:: Activity ::
Repeat the entries. Each one must match exactly.

-- Study material follows --

PR #2857, opened 2023-09-07
[REF] Clipboard: refactor copy-paste handling

anhe-odoo:
## Description:

## review checklist

- [ ] exportable in excel
- [ ] unit tested
- [ ] clean commented code
- [ ] track breaking changes


src/plugins/core/conditional_format.ts
```diff
@@ -57,6 +70,203 @@ export class ConditionalFormatPlugin
 
   readonly cfRules: { [sheet: string]: ConditionalFormatInternal[] } = {};
 
+  constructor(config: CorePluginConfig) {
+    super(config);
+    clipboardHandlersRegistries.cellHandlers.add("CONDITIONAL_FORMAT", {
+      copy: (
```
LucasLefevre, line 76: I'm actually wondering it this needs to/should be defined here in the (core) plugins themselves. It could also be defined elsewhere (as long as it's extensible for each plugin).
Something that looks weird is they are given the UI getters and the UI dispatch

src/plugins/core/conditional_format.ts
```diff
@@ -57,6 +70,203 @@ export class ConditionalFormatPlugin
...
+        getters: Getters,
+        dispatch: CommandDispatcher["dispatch"],
+        isCutOperation: boolean,
+        data: ClipboardData
+      ): any => {
```
LucasLefevre, line 81: :eyes: 
Let typescript infer it or use `unknown`

src/plugins/core/conditional_format.ts
```diff
@@ -57,6 +70,203 @@ export class ConditionalFormatPlugin
...
+        );
+
+        return {
+          cellPositions,
+          isCutOperation,
+        };
+      },
+      paste: (
+        target: Zone[],
+        clippedContent: any,
```
LucasLefevre, line 118: Could be a generic. Something like
```ts

interface ClipBrol<T> {
  copy(): T
  paste(data: T): void
}
```

LucasLefevre (commented):
Some comments/ideas/questions
we can also discuss it live :)

src/plugins/core/cell.ts
```diff
@@ -58,6 +77,484 @@ export class CellPlugin extends CorePlugin<CoreState> implements CoreState {
...
+        }
+      });
+    });
+  }
+
+  /**
+   * Add columns and/or rows to ensure that col + width and row + height are still
+   * in the sheet
+   */
+  protected addMissingDimensions(
```
LucasLefevre, line 341: each clipboard handler could return its own target zone.
The clipboard can then add the missing cols/rows and select the union of zone at the end

src/plugins/core/cell.ts
```diff
@@ -58,6 +77,484 @@ export class CellPlugin extends CorePlugin<CoreState> implements CoreState {
   ] as const;
   readonly nextId = 1;
   public readonly cells: { [sheetId: string]: { [id: string]: Cell } } = {};
+  private selection: SelectionStreamProcessor | undefined;
+
+  constructor(config: CorePluginConfig) {
+    super(config);
+    clipboardHandlersRegistries.cellHandlers.add("CELL", {
```
LucasLefevre, line 84: move out of core.

src/helpers/clipboard/clipboard_os_state.ts
```diff
@@ -18,18 +19,49 @@ export class ClipboardOsState extends ClipboardCellsAbstractState {
   constructor(
     content: string,
```
LucasLefevre, line 20: `paste` of `ClipboardOsState` shouldn't be the same as paste of the cell handler ? They both are pasting cells after all.
I believe the `content` (raw content of the os clipboard) should be converted to the same data structure as what the cell handler `copy` would give.

LucasLefevre (commented):
I believe we can go even further :wink: We should try removing all `Clipboard[...]State` and "helper" classes (such as `ClipboardFigureImage`). Even if it means giving back more responsibility to the clipboard plugin.

IMO, there should be only two "things": the clipboard plugin and the handlers, no other intermediary abstractions.

src/clipboard_handlers/figures.ts
```diff
@@ -0,0 +1,90 @@
...
+    switch (figure.tag) {
+      case "chart":
+        copiedFigureContent = new ClipboardFigureChart(
+          this.dispatch,
+          this.getters,
+          sheetId,
+          data.figureId
+        );
+        break;
+      case "image":
```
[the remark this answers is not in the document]
anhe-odoo: It should be available in today's update, with a new function called on the handlers ´getPasteTarget` that should return the new figure id, and this is will the be given when calling the `paste` method, so every handler will be able to know if there is a new figure

src/clipboard_handlers/conditional_format.ts
```diff
@@ -0,0 +1,127 @@
...
+  copy(isCutOperation: boolean, data: ClipboardData): any {
+    if (!("zones" in data) || !data.zones.length) {
+      return {};
+    }
+
+    const { rowsIndex, columnsIndex } = getCellPositions(data.zones);
+    const sheetId = this.getters.getActiveSheetId();
+    const cellPositions = rowsIndex.map((row) =>
+      columnsIndex.map((col) => ({ col, row, sheetId }))
+    );
```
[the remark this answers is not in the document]
anhe-odoo: In fact the helper positions is already used to generate rowIndex and columnsIndex in the getCellPositions helper, but (I think) we have to use this helper to handle some special case with multiple zones selection, and then cannot only rely on the zones only

src/clipboard_handlers/borders.ts
```diff
@@ -0,0 +1,105 @@
...
+      }
+    } else {
+      for (const zone of target) {
+        for (let col = zone.left; col <= zone.right; col++) {
+          for (let row = zone.top; row <= zone.bottom; row++) {
+            this.pasteZone(sheetId, col, row, content);
+          }
+        }
+      }
+    }
```
hokolomopo, line 82: Do you think this logic can be factorized and handled directly in the clipboard ? My idea would be to make the handlers.paste only paste once, but eh Clipboard would call multiple time handler.paste, once for every repeated zone.

Or if it's not possible/ugly to put that in the clipboard, at least have a helper `pasteFromCopy(pasteZone: Function, target, width, height)`, I feel like every handler have the exact same loop.

Actually I don't think the Filters have this repeating behaviour ATM, but I'm pretty sure it's more of an oversiht thatn anything else

src/clipboard_handlers/cell.ts
```diff
@@ -0,0 +1,289 @@
...
+    if (!("zones" in data) || !data.zones.length) {
+      return;
+    }
+    const sheetId = this.getters.getActiveSheetId();
+    const zones = data.zones;
+    if (!zones.length) {
+      return {
+        cells: [[]],
+        zones: [],
+        isCutOperation,
```
hokolomopo, line 41: `isCutOperation` should probably be handled by the clipboard and given as argument to the paste, rather than each handler having to store it in their state

src/clipboard_handlers/cell.ts
```diff
@@ -0,0 +1,289 @@
...
+    target: ClipboardPasteTarget,
+    content: ClipboardContent,
+    options?: ClipboardOptions | undefined
+  ) {
+    if (!("cells" in content)) {
+      return;
+    }
+    if (!("zones" in target) || !target.zones.length) {
+      return;
+    }
```
hokolomopo, line 124: single if ?

src/clipboard_handlers/chart.ts
```diff
@@ -0,0 +1,111 @@
...
+    }
+    if (option?.pasteOption !== undefined) {
+      return CommandResult.WrongFigurePasteOption;
+    }
+    return CommandResult.Success;
+  }
+
+  isCutAllowed(data: ClipboardData) {
+    return CommandResult.Success;
+  }
```
hokolomopo, line 110: useless

src/clipboard_handlers/cell.ts
hokolomopo: same in almost every `handler.paste`

src/clipboard_handlers/cell.ts
```diff
@@ -0,0 +1,289 @@
...
+    content: ClipboardContent,
+    clipboardOption?: ClipboardOptions
+  ): CommandResult {
+    if (!("cells" in content)) {
+      return CommandResult.Success;
+    }
+    if (content.isCutOperation && clipboardOption?.pasteOption !== undefined) {
+      // cannot paste only format or only value if the previous operation is a CUT
+      return CommandResult.WrongPasteOption;
+    }
```
hokolomopo, line 100: So we can paste format only from a cut operation if there is no cells in the copy area ? Something seems strange here ...

src/plugins/ui_stateful/clipboard.ts
```diff
@@ -55,18 +60,32 @@ export class ClipboardPlugin extends UIPlugin {
     switch (cmd.type) {
       case "CUT":
         const zones = this.getters.getSelectedZones();
-        const state = this.getClipboardState(zones, cmd.type);
-        return state.isCutAllowed(zones);
+        return this.isCutAllowedOnAnyPlugin(zones);
+      //@ts-ignore
```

-- Study material concluded --

:: Output below ::
PR #2857, opened 2023-09-07
[REF] Clipboard: refactor copy-paste handling

anhe-odoo:
## Description:

## review checklist

- [ ] exportable in excel
- [ ] unit tested
- [ ] clean commented code
- [ ] track breaking changes


src/plugins/core/conditional_format.ts
```diff
@@ -57,6 +70,203 @@ export class ConditionalFormatPlugin
 
   readonly cfRules: { [sheet: string]: ConditionalFormatInternal[] } = {};
 
+  constructor(config: CorePluginConfig) {
+    super(config);
+    clipboardHandlersRegistries.cellHandlers.add("CONDITIONAL_FORMAT", {
+      copy: (
```
LucasLefevre, line 76: I'm actually wondering it this needs to/should be defined here in the (core) plugins themselves. It could also be defined elsewhere (as long as it's extensible for each plugin).
Something that looks weird is they are given the UI getters and the UI dispatch

src/plugins/core/conditional_format.ts
```diff
@@ -57,6 +70,203 @@ export class ConditionalFormatPlugin
...
+        getters: Getters,
+        dispatch: CommandDispatcher["dispatch"],
+        isCutOperation: boolean,
+        data: ClipboardData
+      ): any => {
```
LucasLefevre, line 81: :eyes: 
Let typescript infer it or use `unknown`

src/plugins/core/conditional_format.ts
```diff
@@ -57,6 +70,203 @@ export class ConditionalFormatPlugin
...
+        );
+
+        return {
+          cellPositions,
+          isCutOperation,
+        };
+      },
+      paste: (
+        target: Zone[],
+        clippedContent: any,
```
LucasLefevre, line 118: Could be a generic. Something like
```ts

interface ClipBrol<T> {
  copy(): T
  paste(data: T): void
}
```

LucasLefevre (commented):
Some comments/ideas/questions
we can also discuss it live :)

src/plugins/core/cell.ts
```diff
@@ -58,6 +77,484 @@ export class CellPlugin extends CorePlugin<CoreState> implements CoreState {
...
+        }
+      });
+    });
+  }
+
+  /**
+   * Add columns and/or rows to ensure that col + width and row + height are still
+   * in the sheet
+   */
+  protected addMissingDimensions(
```
LucasLefevre, line 341: each clipboard handler could return its own target zone.
The clipboard can then add the missing cols/rows and select the union of zone at the end

src/plugins/core/cell.ts
```diff
@@ -58,6 +77,484 @@ export class CellPlugin extends CorePlugin<CoreState> implements CoreState {
   ] as const;
   readonly nextId = 1;
   public readonly cells: { [sheetId: string]: { [id: string]: Cell } } = {};
+  private selection: SelectionStreamProcessor | undefined;
+
+  constructor(config: CorePluginConfig) {
+    super(config);
+    clipboardHandlersRegistries.cellHandlers.add("CELL", {
```
LucasLefevre, line 84: move out of core.

src/helpers/clipboard/clipboard_os_state.ts
```diff
@@ -18,18 +19,49 @@ export class ClipboardOsState extends ClipboardCellsAbstractState {
   constructor(
     content: string,
```
LucasLefevre, line 20: `paste` of `ClipboardOsState` shouldn't be the same as paste of the cell handler ? They both are pasting cells after all.
I believe the `content` (raw content of the os clipboard) should be converted to the same data structure as what the cell handler `copy` would give.

LucasLefevre (commented):
I believe we can go even further :wink: We should try removing all `Clipboard[...]State` and "helper" classes (such as `ClipboardFigureImage`). Even if it means giving back more responsibility to the clipboard plugin.

IMO, there should be only two "things": the clipboard plugin and the handlers, no other intermediary abstractions.

src/clipboard_handlers/figures.ts
```diff
@@ -0,0 +1,90 @@
...
+    switch (figure.tag) {
+      case "chart":
+        copiedFigureContent = new ClipboardFigureChart(
+          this.dispatch,
+          this.getters,
+          sheetId,
+          data.figureId
+        );
+        break;
+      case "image":
```
[the remark this answers is not in the document]
anhe-odoo: It should be available in today's update, with a new function called on the handlers ´getPasteTarget` that should return the new figure id, and this is will the be given when calling the `paste` method, so every handler will be able to know if there is a new figure

src/clipboard_handlers/conditional_format.ts
```diff
@@ -0,0 +1,127 @@
...
+  copy(isCutOperation: boolean, data: ClipboardData): any {
+    if (!("zones" in data) || !data.zones.length) {
+      return {};
+    }
+
+    const { rowsIndex, columnsIndex } = getCellPositions(data.zones);
+    const sheetId = this.getters.getActiveSheetId();
+    const cellPositions = rowsIndex.map((row) =>
+      columnsIndex.map((col) => ({ col, row, sheetId }))
+    );
```
[the remark this answers is not in the document]
anhe-odoo: In fact the helper positions is already used to generate rowIndex and columnsIndex in the getCellPositions helper, but (I think) we have to use this helper to handle some special case with multiple zones selection, and then cannot only rely on the zones only

src/clipboard_handlers/borders.ts
```diff
@@ -0,0 +1,105 @@
...
+      }
+    } else {
+      for (const zone of target) {
+        for (let col = zone.left; col <= zone.right; col++) {
+          for (let row = zone.top; row <= zone.bottom; row++) {
+            this.pasteZone(sheetId, col, row, content);
+          }
+        }
+      }
+    }
```
hokolomopo, line 82: Do you think this logic can be factorized and handled directly in the clipboard ? My idea would be to make the handlers.paste only paste once, but eh Clipboard would call multiple time handler.paste, once for every repeated zone.

Or if it's not possible/ugly to put that in the clipboard, at least have a helper `pasteFromCopy(pasteZone: Function, target, width, height)`, I feel like every handler have the exact same loop.

Actually I don't think the Filters have this repeating behaviour ATM, but I'm pretty sure it's more of an oversiht thatn anything else

src/clipboard_handlers/cell.ts
```diff
@@ -0,0 +1,289 @@
...
+    if (!("zones" in data) || !data.zones.length) {
+      return;
+    }
+    const sheetId = this.getters.getActiveSheetId();
+    const zones = data.zones;
+    if (!zones.length) {
+      return {
+        cells: [[]],
+        zones: [],
+        isCutOperation,
```
hokolomopo, line 41: `isCutOperation` should probably be handled by the clipboard and given as argument to the paste, rather than each handler having to store it in their state

src/clipboard_handlers/cell.ts
```diff
@@ -0,0 +1,289 @@
...
+    target: ClipboardPasteTarget,
+    content: ClipboardContent,
+    options?: ClipboardOptions | undefined
+  ) {
+    if (!("cells" in content)) {
+      return;
+    }
+    if (!("zones" in target) || !target.zones.length) {
+      return;
+    }
```
hokolomopo, line 124: single if ?

src/clipboard_handlers/chart.ts
```diff
@@ -0,0 +1,111 @@
...
+    }
+    if (option?.pasteOption !== undefined) {
+      return CommandResult.WrongFigurePasteOption;
+    }
+    return CommandResult.Success;
+  }
+
+  isCutAllowed(data: ClipboardData) {
+    return CommandResult.Success;
+  }
```
hokolomopo, line 110: useless

src/clipboard_handlers/cell.ts
hokolomopo: same in almost every `handler.paste`

src/clipboard_handlers/cell.ts
```diff
@@ -0,0 +1,289 @@
...
+    content: ClipboardContent,
+    clipboardOption?: ClipboardOptions
+  ): CommandResult {
+    if (!("cells" in content)) {
+      return CommandResult.Success;
+    }
+    if (content.isCutOperation && clipboardOption?.pasteOption !== undefined) {
+      // cannot paste only format or only value if the previous operation is a CUT
+      return CommandResult.WrongPasteOption;
+    }
```
hokolomopo, line 100: So we can paste format only from a cut operation if there is no cells in the copy area ? Something seems strange here ...

src/plugins/ui_stateful/clipboard.ts
```diff
@@ -55,18 +60,32 @@ export class ClipboardPlugin extends UIPlugin {
     switch (cmd.type) {
       case "CUT":
         const zones = this.getters.getSelectedZones();
-        const state = this.getClipboardState(zones, cmd.type);
-        return state.isCutAllowed(zones);
+        return this.isCutAllowedOnAnyPlugin(zones);
+      //@ts-ignore
```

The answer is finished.